*PROBLEM REQUIREMENTS*
Could you reproduce the lines below from the one with "Neat! It worked!" through the one with "If merged, this PR removed"? Keep both ends and add nothing.

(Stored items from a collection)
PR #456, opened 2022-07-18
Fix computation error on disclosure utility

alex-ju:
### :pushpin: Summary

Fix computation error on disclosure utility component

Ember, possibly on certain versions (3.2x), doesn't support setting and getting a `@tracked` property in the same computation. To avoid this type of errors, we're using an explicit conditional statement to toggle the `isOpen` property, so we get the property in a computation and set it in a different one.

Sample error:
```
Error: You attempted to update `isOpen` on `HdsDisclosureComponent`, but it had already been used previously in the same computation.  Attempting to update a value after using it in a computation can cause logical errors, infinite revalidation bugs, and performance issues, and is not supported.
```

### :link: External links

[Issue raised in Slack](https://hashicorp.slack.com/archives/CPB8GS9QT/p1657913533488579)

***

### 👀 How to review

👉 Review by files changed

Reviewer's checklist:

- [ ] +1 Percy if applicable

### DIFF
--- a/packages/components/addon/components/hds/disclosure/index.js
+++ b/packages/components/addon/components/hds/disclosure/index.js
@@ -18,7 +18,12 @@ export default class HdsDisclosureComponent extends Component {
     if (!this.toggleRef) {
       this.toggleRef = event.currentTarget;
     }
-    this.isOpen = !this.isOpen;
+    // we're using an explicit conditional statement to toggle the `isOpen` property to avoid a backtracking rerender assertion caused by setting and getting a `@tracked` property in the same computation
+    if (this.isOpen) {
+      this.isOpen = false;
+    } else {
+      this.isOpen = true;
+    }
     // we explicitly apply a focus state to the toggle element to overcome a bug in WebKit (see b8abfcf)
     this.toggleRef.focus();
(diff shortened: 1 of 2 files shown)


packages/components/addon/components/hds/disclosure/index.js
```diff
@@ -18,7 +18,11 @@ export default class HdsDisclosureComponent extends Component {
     if (!this.toggleRef) {
       this.toggleRef = event.currentTarget;
     }
-    this.isOpen = !this.isOpen;
+    if (this.isOpen) {
```
didoo, line 21: please add a comment here to explain why it is necessary to do this (otherwise in the future someone - likely me - will refactor this code, thinking that this is an "error") ;)

(and if possible, add a link to this issue so it's easy to find more details about the issue)

didoo (approved):
all good, just please add a comment in the code explaining why it's necessary to have that strange "logic"

packages/components/addon/components/hds/disclosure/index.js
didoo: 👍

PR #441, opened 2022-07-11
Form controls - Styles updates

didoo:
### :pushpin: Summary

Now that the `form controls` are almost completely finalized on the design side, it's time to re-check that their styles in CSS match the latest design specs.

### :hammer_and_wrench: Detailed description

In this PR I have:
- created component-level tokens for form controls (as temporary solution, while we wait to implement them in the proper tokens pipeline)
- applied latest styling specs from design (using component-level design tokens) to:
  - `Legend`
  - `Error`
  - `HelperText`
  - `Label`
  - `TextInput`
  - `Textarea`
  - `Select`
  - `Checkbox`
  - `Radio` 
  - `Toggle` 

Previews:
- [Base elements](https://hds-components-git-form-controls-styles-updates-hashicorp.vercel.app/components/form/base-elements#showcase)
- [TextInput](https://hds-components-git-form-controls-styles-updates-hashicorp.vercel.app/components/form/text-input#showcase)
- [Textarea](https://hds-components-git-form-controls-styles-updates-hashicorp.vercel.app/components/form/textarea#showcase)
- [Select](https://hds-components-git-form-controls-styles-updates-hashicorp.vercel.app/components/form/select#showcase)
- [Checkbox](https://hds-components-git-form-controls-styles-updates-hashicorp.vercel.app/components/form/checkbox#showcase)
- [Radio](https://hds-components-git-form-controls-styles-updates-hashicorp.vercel.app/components/form/radio#showcase)
- [Toggle](https://hds-components-git-form-controls-styles-updates-hashicorp.vercel.app/components/form/Toggle#showcase)

### :link: External links

- Jira issue: https://hashicorp.atlassian.net/browse/HDS-295

### 🤔 Open questions

- The form controls share a lot of styles in terms of CSS declarations: should we introduce a set of common class names that can be applied to the components (via the `classNames` JS method) to avoid code duplication? In that case, how much is the risk to increase the complexity of the CSS code for the form controls? (eg. where does a style come from? what happens if I change a common file?) 

***

### 👀 How to review

👉 Review commit-by-commit or by files changed

Reviewer's checklist:

- [ ] +1 Percy if applicable

:speech_balloon: Please consider using [conventional comments](https://conventionalcomments.org/) when reviewing this PR.

PR #458, opened 2022-07-18
Form controls - Component-level design tokens

didoo:
### :pushpin: Summary

This is a follow-up of #441, in which we add proper design tokens for the `form controls` components.

Re. the naming, there's still an ongoing discussion (see comments in [this Figma file](https://www.figma.com/file/noyY6dUMDYjmySpHcMjhkN/branch/CsGFsY5gotq3YE7USnA0Zr/HDS-Product---Components)) but this is a preliminary attempt to try to converge to a similar (not necessarily identical) naming convention between code and Figma.

In this PR I have:
- added the "source" design tokens for the form base elements and controls
- updated the build script for tokens to transform “time/seconds” values
- generated new tokens in output
- applied the new tokens to the _base elements_ and `textinput` `textarea` `select` `checkbox` `radio` `toggle`
- removed the old (temporary) CSS tokens file

As extra, I have decided that, to be able to distribute the icons used in the form controls also for other consumers (eg. DevDot), it would be great to have these assets defined via specific design tokens. So I have also:
- converted the embedded background images for form controls icons to design tokens (and in the process done some small refactorings)

Notice: while reviewing the naming convention, keep in mind that another consumer of these tokens will be the DevDot codebase, so imagine @ashleemboyer using these tokens, and trying to understand by the naming itself what a token is for).

***

### 👀 How to review

Reviewer's checklist:

- [ ] +1 Percy if applicable


packages/tokens/dist/devdot/css/tokens.css
```diff
@@ -176,6 +176,68 @@
...
+  --token-form-text-input-background-image-data-url-search: url("data:image/svg+xml,%3csvg viewBox='0 0 16 16' xmlns='http://www.w3.org/2000/svg'%3e%3cg fill='%23656A76'%3e%3cpath d='M7.25 2a5.25 5.25 0 103.144 9.455l2.326 2.325a.75.75 0 101.06-1.06l-2.325-2.326A5.25 5.25 0 007.25 2zM3.5 7.25a3.75 3.75 0 117.5 0 3.75 3.75 0 01-7.5 0z' fill-rule='evenodd' clip-rule='evenodd'/%3e%3c/g%3e%3c/svg%3e"); /* notice: the icon color is hardcoded here! */
+  --token-form-text-input-background-image-data-url-search-cancel: url("data:image/svg+xml,%3csvg viewBox='0 0 16 16' xmlns='http://www.w3.org/2000/svg'%3e%3cpath d='M12.78 4.28a.75.75 0 00-1.06-1.06L8 6.94 4.28 3.22a.75.75 0 00-1.06 1.06L6.94 8l-3.72 3.72a.75.75 0 101.06 1.06L8 9.06l3.72 3.72a.75.75 0 101.06-1.06L9.06 8l3.72-3.72z'/%3e%3c/svg%3e"); /* notice: the icon color is hardcoded here! */
+  --token-form-toggle-width: 32px;
+  --token-form-toggle-height: 16px;
+  --token-form-toggle-base-surface-color-default: #f1f2f3; /* the toggle has a different base surface color, compared to the other controls */
```
heatherlarsen, line 231: Is `base` really necessary here? Seems like `toggle` covers the entity well enough because there aren't multiple toggle styles.

heatherlarsen (approved):
lgmt :shipit:

packages/tokens/dist/devdot/css/tokens.css
didoo: I thought the same, too. But in the end I went for consistency with the naming structure of the generic control tokens, which is `--token-form-[control]-base-surface-color-default`.

MelSumner (approved):
Looks correct! :shipit:

PR #474, opened 2022-07-21
move flight-website out of packages

Dhaulagiri:
### :pushpin: Summary

Unlike everything else in that directory, it is not actually a package. This PR moves it out to its own directory in the top level of the monorepo.

The idea for this came to after seeing how a few other design systems organize their monorepos. I'm ok if we don't do this, but I think it ultimately does make more sense than how we had initially organized things. Now `packages` will only contain actual packages we publish to NPM and any other things (flight's website, future websites) can live at the monorepo root.

### Note

This change breaks our current vercel config for the flight website as it's expecting the site to exist in its old location. If we're ok with this change, I'll update vercel _before_ I merge this and do a quick smoke test to ensure everything is 💯 

### 👀 How to review

👉 Review by files changed


KristinLBradley (approved):
Seems fine by me.

didoo (approved):
No strong opinions on this. Works for me. 👍

PR #468, opened 2022-07-20
Generate flight icons as CSS props

didoo:
### :pushpin: Summary

This is a follow up of a conversation I had today with @johncowen about the possibility for us to export the Flight icons embedded in CSS props and for Consul UI to consume them in this way (potentially doing tree-shaking on their side importing single icons when/where needed).

### :hammer_and_wrench: Detailed description

In this PR I have:
- added a script to bundle Flight icons as CSS variables
- generated the icons in CSS-prop format (single file with all icons + distinct files per icon)

TODO:
- [x] if approved, add changeset file

Please @johncowen let me know what you think of this (and if they work of course)

***

### 👀 How to review

👉 Review commit-by-commit or by files changed

Reviewer's checklist:

- [ ] +1 Percy if applicable
- [ ] Confirm that PR has a changelog update via [Changesets](https://github.com/changesets/changesets) if needed

:speech_balloon: Please consider using [conventional comments](https://conventionalcomments.org/) when reviewing this PR.

PR #482, opened 2022-07-26
Update changeset description

didoo:
See https://github.com/hashicorp/design-system/pull/468#discussion_r929897720


Dhaulagiri:
We'll see what happens with the release action. Might have to make the change directly in https://github.com/hashicorp/design-system/pull/483/files.

Dhaulagiri:
Neat! It worked!

PR #3205, opened 2025-09-18
`ApplicationState` - Remove center alignment rule

zamoore:
### :pushpin: Summary

If merged, this PR removed a style rule that center-aligns the `ApplicationState` component.

The current implementation of the `ApplicationState` component has a `margin: 0 auto;` rule on the root element (`.hds-application-state`). This forces a center alignment of the component, which consumers need to override.

### :link: External links

Jira ticket: [HDS-3584](https://hashicorp.atlassian.net/browse/HDS-3584)

***

<details>

</details>

### DIFF
--- a/packages/components/src/styles/components/application-state.scss
+++ b/packages/components/src/styles/components/application-state.scss
@@ -14,7 +14,6 @@ $hds-application-state-content-max-width: 480px;
   flex-direction: column;
   align-items: start;
   width: fit-content;
-  margin: 0 auto; // this will center the component in the parent container
 
   &.hds-application-state--align-center {
     align-items: center;
--- a/README.md
+++ b/README.md
@@ -1,3 +1,5 @@
+<!-- TEMPORARY ADDITION SO BRANCH DIVERGES FROM MAIN -->
+
 <picture>
   <source media="(prefers-color-scheme: dark)" srcset="https://github.com/hashicorp/design-system/assets/788096/5d6969b7-f8b4-4ad3-9ece-b16b4527522e" width="300">
   <source media="(prefers-color-scheme: light)" srcset="https://github.com/hashicorp/design-system/assets/788096/8e278094-427f-40cc-912f-9ccd3a0ff879" width="300">


zamoore:
> Now that we have removed the self-alignment, probably we should update the showcase to have two variants (default + center-aligned) for some of the cases (eg. when it's in a container) because I _think_ in most of the cases, the empty state will be visually centered (in a page, or in a table, or in a card). As far as I remember, the request came from Atlas/TFC and was an exception.
> 
> Which leads me to this consideration: what if introducing this change as is now (which is definitely breaking, will impact a lot of places, and can't be codemoded but will require a lot of manual checks) we define a new argument - `@hasMarginAuto ` or `@autoCenter` or or something similar - that by default is `true` (so non-breaking) but that consumers can turn off if/when needed?

I really like the idea of introducing a new property. `autoCenter` sounds good to me. This is similar to what we did for `isInline` in the icon component, so it has precedent.

.changeset/hot-owls-rescue.md
```diff
@@ -0,0 +1,7 @@
+---
+"@hashicorp/design-system-components": major
+---
+
+<!-- START components/table/advanced-table -->
```
didoo, line 5: @zamoore should this PR be rebased?

packages/components/src/styles/components/application-state.scss
```diff
@@ -26,6 +25,10 @@ $hds-application-state-content-max-width: 480px;
       width: auto;
     }
   }
+
+  &.hds-application-state--is-auto-centered {
```
didoo, line 30:
```suggestion
  // we want that by default the component is centered in the parent container
  &.hds-application-state--is-auto-centered {
```

.changeset/easy-owls-create.md
```diff
@@ -0,0 +1,10 @@
+---
+"@hashicorp/design-system-components": major
+---
+
+<!-- START components/application-state -->
+
+`ApplicationState` - Removed the opinionated `margin: 0 auto;` rule from the component's root element to delegate horizontal alignment control to the consumer.
+
+- Added the new `@isAutoCentered` argument (which defaults to `true`) to preserve the existing centering behavior while allowing consumers to disable it when needed.
```
didoo:
```suggestion
`ApplicationState` - Replaced the default opinionated `margin: 0 auto;` rule from the component's root element and replaced it with a new `@isAutoCentered` argument (which defaults to `true, to preserve the existing centering behavior) to delegate the horizontal alignment control to the consumers, allowing them to disable it when needed.
```

showcase/tests/integration/components/hds/application-state/index-test.js
```diff
@@ -63,6 +63,26 @@ module(
         .hasClass('hds-application-state--align-center');
     });
 
+    test('it should have the correct class when isAutoCentered is true', async function (assert) {
```
didoo: [thought] I am not convinced of this test: usually the way we check things like this is via two different tests:
- one test that checks the default behavior (without setting any argument value, relying on its default)
- one test that checks the alternative behaviour, setting the argument that controls the behaviour

didoo (commented):
left a couple of comments/suggestions

showcase/tests/integration/components/hds/application-state/index-test.js
zamoore: I think this test takes it a step further by showing that the class is reactive to the argument. Do you think it falls short in some way?

didoo: mmm, do you see a use case when consumer would dynamically toggle this argument? not blocking things on this, but I would keep things simple and just test default + argument with non-default value

zamoore: Fair enough. I split it up into 2 tests.

didoo (approved):
Approving, but there is a test on the website that is failing.

PR #3207, opened 2025-09-18
StepperList: Type fix for STATUSES export

dchyun:
### :pushpin: Summary

If merged, this PR would update the type of the `STATUSES` export in the StepperList::Step to fix linting issues.

Originally this PR was to update an incorrect import path in the showcase pages of the StepperList. Upon fixing this path, however a new linting error was thrown in the showcase. 

Screenshot 2025-09-18 at 3 22 45 PM

Upon further investigation, this linting error is due to the type of the `STATUES` export of the StepperList. The type of `STATUSES` is set to `string[]`, but the `@status` argument of the component is typed as the component specific type `HdsStepperStatuses`. When using `STATUSES` in the showcase examples this then causes a type mismatch. 

```
 {{#each STATUSES as |status|}}
      <SG.Item @label="{{capitalize status}}">
        <HdsStepperList @ariaLabel="Label" as |S|>
          <S.Step @status={{status}}>
          ...
```

To fix this issue, the type of the export `STATUSES` was updated from `string[]` to `HdsStepperStatuses[]`

```
export enum HdsStepperStatusesValues {
  Incomplete = 'incomplete',
  Progress = 'progress',
  Processing = 'processing',
  Complete = 'complete',
}

export type HdsStepperStatuses = `${HdsStepperStatusesValues}`;
```

### Potential follow-ups

In the component library, the majority of exported arrays of possible values for an argument are typed as the custom type for that component. However, there are various exports that follow this same pattern of typing the export as `string[]`. These exports will most likely run into the same type issues as those found here.

An effort could be taken to update these types to follow the changes made here.

Example from the Separator component
```
export const SPACING: string[] = Object.values(HdsSeparatorSpacingValues);
```

<details>

</details>

### DIFF
--- a/packages/components/src/components/hds/stepper/list/step.ts
+++ b/packages/components/src/components/hds/stepper/list/step.ts
@@ -21,7 +21,9 @@ import type {
 } from '../types.ts';
 
 export const DEFAULT_STATUS = HdsStepperStatusesValues.Incomplete;
-export const STATUSES: string[] = Object.values(HdsStepperStatusesValues);
+export const STATUSES: HdsStepperStatuses[] = Object.values(
+  HdsStepperStatusesValues
+);
 export const MAPPING_STATUS_TO_SR_ONLY_TEXT = HdsStepperStatusToSrOnlyText;
 
 export interface HdsStepperListStepSignature {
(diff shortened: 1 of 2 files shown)


dchyun:
> Should this have a changelog?

@didoo I think we should be okay without one. There were similar type fixes made recently to exports in https://github.com/hashicorp/design-system/pull/3054 and we didn't add a changeset there.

*RESULT*
Neat! It worked!

PR #3205, opened 2025-09-18
`ApplicationState` - Remove center alignment rule

zamoore:
### :pushpin: Summary

If merged, this PR removed a style rule that center-aligns the `ApplicationState` component.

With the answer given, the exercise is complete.